Sintel is an ecosystem for time series tasks including, time series featurization, anomaly detection, forecasting, and predictive maintenance. Sintel provides the ability to customize tools for particular domains such as predictive maintenance for wind energy industry.

Sibyl

Sibyl is a highly-configurable system for developing usable ML applications for any domain. Sibyl creates explanations of ML models that are rapidly understandable to audiences of all kinds, including those without ML experience.

Deep Mining

A tool to automatically tune the entire data processing pipeline by standardizing the pipeline abstractions, as well as building and testing several hyperparameter selection and optimization methods. Saves a significant amount of time and effort, as small differences in hyperparameters can significantly affect the performance of a particular pipeline.

Feature Hub

A tool that makes feature engineering easier, faster, and more effective by collaboratively crowdsourcing feature creation via an open-source web notebook. FeatureHub gathers, tests, collates and extracts features submitted by users, and uses them to train relevant machine learning models.

Auto Tune Models (ATM)

A cloud-based modeling system which provides an easier, faster way to narrow down to the best possible model for a given prediction problem. ATM performs bandit-based and Gaussian process learning to decide among methodologies, as well as to pinpoint which parameters and hyperparameters should be used for modeling.

Sense ML

A cloud-based master-worker architecture that can process IOT data from segmentation all the way through the formation of a machine learning example. In the SenseML platform, some steps—such as pre-processing—are automated, while others are surfaced strategically to allow data scientists to input their expertise.

TRANE

A language for describing prediction problems over relational datasets, as well as a system that allows data scientists to specify problems in that language. TRANE is able to automatically generate prediction problems for temporal datasets and produces labels for supervised learning. Its goal is to streamline the machine learning problem-solving process.

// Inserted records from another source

PR #879, opened 2026-03-23
strict typing and implemetation of Comparison

tias:
A first attempt to make the typing and implementation more precise.

Reveals many interesting things:
- the test suite also posted `Const CMP Expr`, which is never possible for a user (python reverse-posts the comparison) so we should not support nor test it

Automatic Data Elements Linking (ADEL)

A tool that generates a relational data schema and identifies other salient properties for a data model without meta information. It detects the type of each data field, Primary Keys for each row, and relationships between different data entities.

Synthetic Data Vault (SDV)

SDV enables data scientists to sidestep data-sharing concerns and expand the pool of possible problem participants by generating synthetic data. By learning a generative model that accounts for dependence and relationships, the SDV creates new data that resembles the original set statistically, formally, and structurally.